Called "a guide for the conduct of clandestine operations,"
Project X "was first used by the U.S. Intelligence School on Okinawa
to train Vietnamese and, presumably, other foreign nationals," the
history stated.
Linda Matthews of the Pentagon's Counterintelligence Division recalled
that in 1967-68, some of the Project X training material was prepared by
officers connected to the so-called Phoenix program in Vietnam, an operation
that included assassination of suspected communists. "She suggested
the possibility that some offending material from the Phoenix program may
have found its way into the Project X materials at that time," according
to the Pentagon report.
In the 1970s, the U.S. Army Intelligence Center and School moved to
Fort Huachuca in Arizona and began exporting Project X material to U.S.
military assistance groups working with "friendly foreign countries."
By the mid-1970s, the Project X material was going to military forces all
over the world.
In 1982, the Pentagon's Office of the Assistant Chief of Staff for Intelligence
ordered the Fort Huachuca center to supply lesson plans to the School of
the Americas at Fort Benning, Ga. "The working group decided to use
Project X material because it had previously been cleared for foreign disclosure,"
the Pentagon history stated.
According to surviving documents released under a Freedom of Information
Act request, the Project X lessons contained a full range of intelligence
activities. A 1972 listing of Project X lesson plans covered aerial surveillance,
electronic eavesdropping, interrogation, counter-sabotage measures, counter-intelligence,
handling of informants, break-ins and censorship.
One manual warned that insurgents might even "resort to subversion
of the government by means of elections [in which] insurgent leaders participate
in political contests as candidates for government office." Citizens
were put on "'black, gray or white lists' for the purpose of identifying
and prioritizing adversary targets." The lessons suggested, too, creation
of block-by-block inventories of families and their assets to keep tabs
on the population.
The Investigation
The internal review of Project X began in 1991 when the Pentagon discovered
that the Spanish-language manuals were advising Latin American trainees
on assassinations, torture and other "objectionable" counter-insurgency
techniques.
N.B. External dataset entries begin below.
PR #1188, opened 2022-11-08
Dim fe2 styling

fabis94:
## Checklist:


packages/frontend-2/assets/css/tailwind-setup/semantic-colors.css
```diff
@@ -1,43 +1,42 @@
...
 
 :root {
-  /* background */
-  --theme-color-background: #fff; /* white */
-  --theme-color-background-2: #f3f4f6; /* gray-100 */
-  --theme-color-background-3: #e5e7eb; /* gray-200 */
+  /* blank background */
+  --bg-base: #f1f5f9;
+  /* background for elements that need to sand out from the blank backgorund, e.g. cards. */
+  --bg-default: #fff;
```
fabis94, line 17: Ok so "base" is just the base of the page and not ever supposed to be used for any panels on top of it, right? And then "default" is the default BG color for any panels or blocks on top of the base. And then "accent" is like an emphasis state.

Makes sense so far, but I think "default" might be improved considering that we might want to add different variations of colors to use on top of "base". And then it would be useful to organize all of those panel variations together, and make them stand out as a group and not mix with "base" and "accent".

So maybe "default"->"panel", and then we could have "panel-secondary", "panel-ternary" in the future? That way it's immediately clear that "base" and "accent" are their own colors and all of the "panel-*" ones relate to the blocks put on top of "base".

It's also important to evaluate whether or not we will want "accent" to differ depending on the "panel"/"default" variation chosen.

packages/frontend-2/assets/css/tailwind-setup/semantic-colors.css
```diff
@@ -1,43 +1,42 @@
...
+  /* background used to higlight elements. */
+  --bg-accent: #dbeafe;
 
-  /* foreground */
-  --theme-color-foreground: #111827; /* gray-900 */
-  --theme-color-foreground-2: #374151; /* gray-700 */
-  --theme-color-foreground-3: #6b7280; /* gray-500 */
-  --theme-color-foreground-4: #d1d5db; /* gray-300 */
+  /* default foreground color */
+  --foreground: #334155;
```
fabis94, line 22: it triggers me that foreground colors start with "foreground", but background colors start with "bg" 😄

packages/frontend-2/assets/css/tailwind-setup/semantic-colors.css
```diff
@@ -1,43 +1,42 @@
...
+  /* dimmer foreground color, e.g. caption text */
+  --foreground-dim: #94a3b8;
```
fabis94, line 24: We will likely need more than 2 foreground color variations. We don't necessarily need to add them now, but we should at least future proof the naming scheme. If the 2nd variation is "-dim" what would the third one be called? Is it intuitive to understand?

packages/frontend-2/assets/css/tailwind-setup/semantic-colors.css
```diff
@@ -1,43 +1,42 @@
...
 
-  /* link */
-  --theme-color-link: #2563eb; /* blue-600 */
-  --theme-color-link-lighter: #3b82f6; /* blue-500 */
+  /* primary color */
+  --primary: #3b82f6;
+  /* focused primary color */
+  --primary-focus: #2563eb;
```
fabis94, line 29: It's definitely going to be used in more scenarios than just ":focus" states, so we need a more abstract name that makes the meaning a bit more general. -emphasis or -accent maybe?

packages/frontend-2/assets/css/tailwind.css
```diff
@@ -51,15 +52,18 @@
   .caption {
     @apply text-xs;
   }
-}
 
-/**
- * Ensuring ring offset color always defaults to bg color
- */
-*,
-[type='checkbox']:focus,
```
fabis94, line 60: Why did you remove the ring offset background styles? 🤔 If these aren't set, then you get ugly white ring offsets in the dark theme. Are we scrapping ring offsets altogether as a design choice? If so, then I guess it makes sense to remove this

packages/frontend-2/assets/css/tailwind.css
```diff
@@ -51,15 +52,18 @@
...
-[type='radio']:focus {
-  @apply ring-offset-background;
+  .default-width {
```
fabis94, line 56: Can you elaborate on what this is? Preferably `tailwind.css` should only contain either global styles or globally re-usable classes that will be used often, and I'm not sure if it's the case for "default-width". The naming is confusing as well - the default width of what? The body? An element inside the body? A column?

packages/frontend-2/assets/css/tailwind.css
```diff
@@ -51,15 +52,18 @@
...
+    @apply mx-auto max-w-7xl px-4 sm:px-6 lg:px-8;
+  }
+
+  .background-special {
+    @apply bg-[radial-gradient(ellipse_at_top_left,_var(--tw-gradient-stops))] from-background-primary to-primary dark:bg-blue-700 dark:from-sky-400 dark:via-blue-700 dark:to-indigo-900;
```
fabis94, line 61: This feels like a class that you're going to add once in maybe app.vue or something, so I'm not sure if it has to be put inside `tailwind.css` as a globally re-usable class.

packages/frontend-2/assets/css/tailwind.css
```diff
@@ -51,15 +52,18 @@
...
+  }
+
+  .link {
+    @apply text-blue-500 dark:text-blue-600;
```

The manuals suggested coercive methods for recruiting counter-intelligence
operatives, including arresting the target's parents or beating him until
he agreed to infiltrate a guerrilla organization. To undermine guerrilla
forces, the training manuals countenanced "executions" and operations
"to eliminate a potential rival among the guerrillas."
According to another passage, sodium pentathol -- "could be used
under certain extenuating circumstances. ...It could be intravenously injected
and would have results of a truth serum." The U.S. training manuals
declared as "essential" the penetration of political parties that
might sympathize with or support a guerrilla movement. Targets, whether
"hostile or not," should be put under surveillance and subjected
to "ways to diminish [their] influence and image," another passage
stated. "Some examples of these targets are governmental officials,
political leaders and members of the infrastructure."
By summer 1991, Cheney's office had ordered all relevant material collected.
Then, Werner E. Michel, the intelligence oversight assistant to the defense
secretary, recommended that one copy of the seven manuals be retained for
record purposes. But Michel then added, "all other copies of the manuals
and associated instructional materials, including computer disks, lesson
plans and 'Project X' documents, should be destroyed."
The recommendation received approval from senior Pentagon officials.
Some of the more innocuous Project X lesson plans were spared. But those
Project X manuals that dealt with the sensitive human rights violations
were destroyed in 1992, the Pentagon reported.
The full history might have been lost in the shredder.